You'll get addicted and be in constant withdraws which will make
you feel like crap and depressed.

You might also try taking vitamin B6 and B12.
If you're not eating proper diets...you're not getting enough
of these vitamins that our brain needs to function properly.
B6, B12 and saint john wart promotes GOOD MOODS.

Some of the things you're going to be asked or suggest to do in recovery is LOVE YOURSELF.
It's corny as fresia....but being kind, gental, friendly, compasionate, understanding towards yourself helps a lot.
Positive dialog or relationship with yourself....
LOVE YOURSELF AS YOU WOULD LOVE OTHERS.
FIRST THINGS FIRST.
 
Maybe go for counselling-your phone book wil have a list of local organistions. Or see if the charity MIND has an office or centre near your home which you could call into and register as a service user at. I remember when I registered there as a service user that I put something like 'self referred' on the form, as did one of my friends, and we were accepted.
 
I tried to deal with it myself for some time but ended up having a sort off breakdown....after which I decided to get help....got the name of a good Psychiatrist and went...it was helpful I think......if you can't do that then try support groups in your area or online.....self help books can be useful too.
 
Thanks for all the feedback, I’ve held off replying until now after my second appointment with a much more sympathetic doctor who has given me Citalopram which seems to help with both anxiety and depression. It’s early days yet, I’m not even on the full dosage but I’ve also been booked into some Cognitive Behavioural Therapy so hopefully things will get better in time.
 
Lost Drifter said:
Thanks for all the feedback, I’ve held off replying until now after my second appointment with a much more sympathetic doctor who has given me Citalopram which seems to help with both anxiety and depression. It’s early days yet, I’m not even on the full dosage but I’ve also been booked into some Cognitive Behavioural Therapy so hopefully things will get better in time.

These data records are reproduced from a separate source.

PR #71, opened 2022-09-22
Incapsulate indexer in a separate Go component

vkuzniet:
Signed-off-by: Viktor Kuznietsov <vkuzniet@amazon.com>

*Issue #, if available:*

*Description of changes:*
This change introduces the `GzipIndexer` component, which incapsulates the interaction with C indexer component. After this change is merged, the Go code must only talk to indexer through GzipIndexer.

This change also adds small fixes pointed by linter after removing `import "C"` in span manager and ztoc building logic.

*Testing performed:*
- `make test && make check && make integration` pass.
- deployed snapshotter and cli to an EC2 instance and created an index and ran container workload in lazy loading mode for `rabbitmq`, `drupal`, `tomcat` images and observed successful execution to ready line.

By submitting this pull request, I confirm that my contribution is made under the terms of the Apache 2.0 license.

PR #72, opened 2022-09-22
Incapsulate indexer in a separate Go component

vkuzniet:

*Issue #, if available:*

*Description of changes:*
This change introduces the `GzipIndexer` component, which incapsulates the interaction with C indexer component. After this change is merged, the Go code must only talk to indexer through `GzipIndexer`.

This change also adds small fixes pointed by linter after removing `import "C"` in span manager and ztoc building logic.

Note: this is the re-submission of https://github.com/awslabs/soci-snapshotter/pull/71, since the feature branch got diverged and merge commit has become unavoidable.

*Testing performed:*
- deployed snapshotter and cli to an EC2 instance and created an index and ran container workload in lazy loading mode for `rabbitmq`, `drupal`, `tomcat` images and observed successful execution to ready line.

### DIFF
--- a/soci/gzip_index.go
+++ b/soci/gzip_index.go
@@ -1,0 +1,141 @@
+/*
+   Copyright The Soci Snapshotter Authors.
+
+   Licensed under the Apache License, Version 2.0 (the "License");
+   you may not use this file except in compliance with the License.
+   You may obtain a copy of the License at
+
+       http://www.apache.org/licenses/LICENSE-2.0
+
+   Unless required by applicable law or agreed to in writing, software
+   distributed under the License is distributed on an "AS IS" BASIS,
+   WITHOUT WARRANTIES OR CONDITIONS OF ANY KIND, either express or implied.
+   See the License for the specific language governing permissions and
+   limitations under the License.
+*/
+
+package soci
+
+// #cgo CFLAGS: -I${SRCDIR}/../c/
+// #cgo LDFLAGS: -L${SRCDIR}/../out -lindexer -lz
+// #include "indexer.h"
+// #include <stdlib.h>
+// #include <stdint.h>
+import "C"
+
+import (
+	"fmt"
+	"unsafe"
+)
+
+type GzipIndex struct {
+	index *C.struct_gzip_index
+}
+
+// NewGzipIndex creates a new instance of `GzipIndex` from index byte blob on zTOC.
+func NewGzipIndex(indexData []byte) (*GzipIndex, error) {
+	index := C.blob_to_index(unsafe.Pointer(&indexData[0]))
+	if index == nil {
+		return nil, fmt.Errorf("cannot convert blob to gzip_index")
+	}
+	return &GzipIndex{
+		index: index,
+	}, nil
+}
+
+// NewGzipIndexFromFile creates a new instance of `GzipIndex` given gzip file name and span size.
+func NewGzipIndexFromFile(gzipFile string, spanSize int64) (*GzipIndex, error) {
+	cstr := C.CString(gzipFile)
+	defer C.free(unsafe.Pointer(cstr))
+
+	var index *C.struct_gzip_index
+	ret := C.generate_index(cstr, C.off_t(spanSize), &index)
+	if int(ret) < 0 {
+		return nil, fmt.Errorf("could not generate gzip index. gzip error: %v", ret)
+	}
+
+	return &GzipIndex{
+		index: index,
+	}, nil
+}
+
+// Close calls `C.free` on the pointer to `C.struct_gzip_index`.
+func (i *GzipIndex) Close() {
+	if i.index != nil {
+		C.free(unsafe.Pointer(i.index))
+	}
+}
+
+// Bytes returns the byte slice containing the index.
+func (i *GzipIndex) Bytes() ([]byte, error) {
+	blobSize := C.get_blob_size(i.index)
+	bytes := make([]byte, uint64(blobSize))
+	if bytes == nil {
+		return nil, fmt.Errorf("could not allocate byte array of size %d", blobSize)
+	}
+
+	ret := C.index_to_blob(i.index, unsafe.Pointer(&bytes[0]))
+	if int(ret) <= 0 {
+		return nil, fmt.Errorf("could not serialize gzip index to byte array; gzip error: %v", ret)
+	}
+	return bytes, nil
+}
+
+// MaxSpanID returns the max span ID.
+func (i *GzipIndex) MaxSpanID() SpanID {
+	return SpanID(i.index.have - 1)
+}
+
+// UncompressedOffsetToSpanID returns the ID of the span containing the data pointed by uncompressed offset.
+func (i *GzipIndex) UncompressedOffsetToSpanID(offset FileSize) SpanID {
+	return SpanID(C.pt_index_from_ucmp_offset(i.index, C.long(offset)))
+}
+
+// HasBits wraps `C.has_bits` and returns true if any data is contained in the previous span.
+func (i *GzipIndex) HasBits(spanID SpanID) bool {
+	return C.has_bits(i.index, C.int(spanID)) != 0
+}
+
+// SpanIDToCompressedOffset wraps `C.get_comp_off` and returns the offset for the span in the compressed stream.
+func (i *GzipIndex) SpanIDToCompressedOffset(spanID SpanID) FileSize {
+	return FileSize(C.get_comp_off(i.index, C.int(spanID)))
+}
+
+// SpanIDToUncompressedOffset wraps `C.get_uncomp_off` and returns the offset for the span in the uncompressed stream.
+func (i *GzipIndex) SpanIDToUncompressedOffset(spanID SpanID) FileSize {
+	return FileSize(C.get_ucomp_off(i.index, C.int(spanID)))
+}
+
+// ExtractDataFromBuffer wraps the call to `C.extract_data_from_buffer`, which takes in the compressed bytes
+// and returns the decompressed bytes.
+func (i *GzipIndex) ExtractDataFromBuffer(compressedBuf []byte, uncompressedSize, uncompressedOffset FileSize, spanID SpanID) ([]byte, error) {
+	bytes := make([]byte, uncompressedSize)
+	ret := C.extract_data_from_buffer(
+		unsafe.Pointer(&compressedBuf[0]),
+		C.off_t(len(compressedBuf)),
+		i.index,
+		C.off_t(uncompressedOffset),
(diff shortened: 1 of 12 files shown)


soci/gzip_indexer.go
```diff
@@ -0,0 +1,147 @@
...
+   Unless required by applicable law or agreed to in writing, software
+   distributed under the License is distributed on an "AS IS" BASIS,
+   WITHOUT WARRANTIES OR CONDITIONS OF ANY KIND, either express or implied.
+   See the License for the specific language governing permissions and
+   limitations under the License.
+*/
+
+package soci
+
+// #cgo CFLAGS: -I${SRCDIR}/../c/
```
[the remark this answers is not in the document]
vkuzniet: If we decide to go in the direction of defining SOCI as a module, then yes. Right now `soci` is just a package within soci-snapshotter project.

soci/gzip_indexer.go
```diff
@@ -0,0 +1,147 @@
...
+// #include <stdlib.h>
+// #include <stdint.h>
+import "C"
+
+import (
+	"fmt"
+	"unsafe"
+)
+
+type GzipIndexer struct {
```
rdpsin, line 31: Let's rename this to 'GzipIndex'. 'Indexer' sounds like a struct whose sole purpose it to generate the index, but this a just a wrapper for the C struct.

soci/gzip_indexer.go
```diff
@@ -0,0 +1,147 @@
...
+	index *C.struct_gzip_index
+}
+
+// GenerateIndex wraps `C.generate_index` and should be used for index generation instead of relying on C code.
+// Returns the byte slice containing the `gzip_index`.
+func GenerateIndex(gzipFile string, spanSize int64) ([]byte, error) {
```
rdpsin, line 37: The API is confusing to me. If I want to just a create a `GzipIndex`, I have to call this function to a byte array and then call `NewGzipIndexer` to convert it back to an index. 

Maybe have `GenerateIndex` just return a `GzipIndex` and have a `func (g *GzipIndex) Bytes() []byte`. This would be useful in cases where people want to just create the index and use it directly without converting into byte data.

soci/gzip_indexer.go
```diff
@@ -0,0 +1,147 @@
...
+		return 0, 0, fmt.Errorf("cannot get the span indices for file with start and end offset: %d, %d; gzip error: %v", startOffset, endOffset, ret)
+	}
+	return indexStart, indexEnd, nil
+}
+
+func NewGzipIndexer(indexData []byte) (*GzipIndexer, error) {
+	index := C.blob_to_index(unsafe.Pointer(&indexData[0]))
+	if index == nil {
+		return nil, fmt.Errorf("cannot convert blob to gzip_index")
+	}
```
rdpsin, line 143: Would also recommend adding a finalizer here that will call `Close` when the object here is GC-ed.

soci/gzip_indexer.go
```diff
@@ -0,0 +1,147 @@
...
+	var indexStart SpanID
+	var indexEnd SpanID
+	ret := C.span_indices_for_file(i.index, C.off_t(startOffset), C.off_t(endOffset), unsafe.Pointer(&indexStart), unsafe.Pointer(&indexEnd))
+	if int(ret) <= 0 {
+		return 0, 0, fmt.Errorf("cannot get the span indices for file with start and end offset: %d, %d; gzip error: %v", startOffset, endOffset, ret)
+	}
+	return indexStart, indexEnd, nil
+}
+
+func NewGzipIndexer(indexData []byte) (*GzipIndexer, error) {
```
rdpsin, line 139: I'm wondering if `GenerateIndex` should be called `NewGzipIndexer`, and this function should be called `NewGzipIndexerFromBytes`, just to keep naming consistent.

soci/gzip_indexer.go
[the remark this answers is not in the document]
rdpsin: It doesn't. It still uses `libindexer` functions. If we really want to make it available as a package others can use, we need to remove all `libindexer` code and rewrite it in Go. I don't know if we want that as part of this PR. OTOH, since we are creating a Go interface for the indexer, it should be part of this PR.

rdpsin (changes requested):

soci/gzip_indexer.go
```diff
@@ -0,0 +1,147 @@
...
+	}
+}
+
+// GetMaxSpanID returns the max span ID.
+func (i *GzipIndexer) GetMaxSpanID() SpanID {
+	return SpanID(i.index.have - 1)
+}
+
+// GetSpanIDByUncompressedOffset returns the ID of the span containing the data pointed by uncompressed offset.
+func (i *GzipIndexer) GetSpanIDByUncompressedOffset(offset FileSize) SpanID {
```
wmesard, line 75: Naming nit: "For" not "By". `GetSpanIDForUncompressedOffset`. Alternatively, I would avoid "Get" in all of these function names, since they are converters, not getters. So
* UncompressedOffsetToSpanID
* SpanIDToCompressedOffset
* SpanIDToUncompressedOffset

wmesard (changes requested):
```
$ g co main
$ ag -l #cgo
soci/ztoc_builder.go
fs/span-manager/span_manager.go
$ g co origin/indexer-incapsulation
$ ag -l #cgo
soci/gzip_indexer.go
$ 
```
Nice!

soci/gzip_indexer.go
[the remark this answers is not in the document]
vkuzniet: This PR's intention is to provide an easily usable wrapper, so nobody deals with calling C code throughout the snapshotter. I will create an issue to track rewriting efforts and this will happen in another code change.

soci/gzip_indexer.go
vkuzniet: Not the best idea. Tests show that this causes panics due to access memory violation. That is why the API was designed in the way to let the caller do `defer indexer.Close()`. Moreover, it's already the pattern with IO operations.

rdpsin: Yes, but most IO operations are scoped to a function, so it makes sense to `defer`. The Indexer might not.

I can't stress enough how beneficial CBT has been for me.

Pharmacotherapy was not a good fit for me - the drugs and their associated side effects were extremely unpleasant, but it was an extreme reaction, and most people would probably be ok. CBT though, wow, it really feels empowering because you have an active hand in helping yourself.

Best of luck to you. I hope that things turn around soon. There is nothing like coming out of the emotional fog of a bad depression.
 
Hi Drifter, good to hear you've moved to a more sympathetic doctor. Medication can help but changing the way you think and act is better in the long run. I hope you have a lot of success with it.

As for advice... well, personally I've found it so helpful being able to post in this forum. Just getting it out there to a sympathetic community has made me feel so much better, along with just hanging around in chat while I'm working.
 
It's hard to ask for help sometimes, but counselling helped me, your doctor should be able to refer you. I've also seen a clinical psychologist in the past and had assertiveness training (all on the nhs).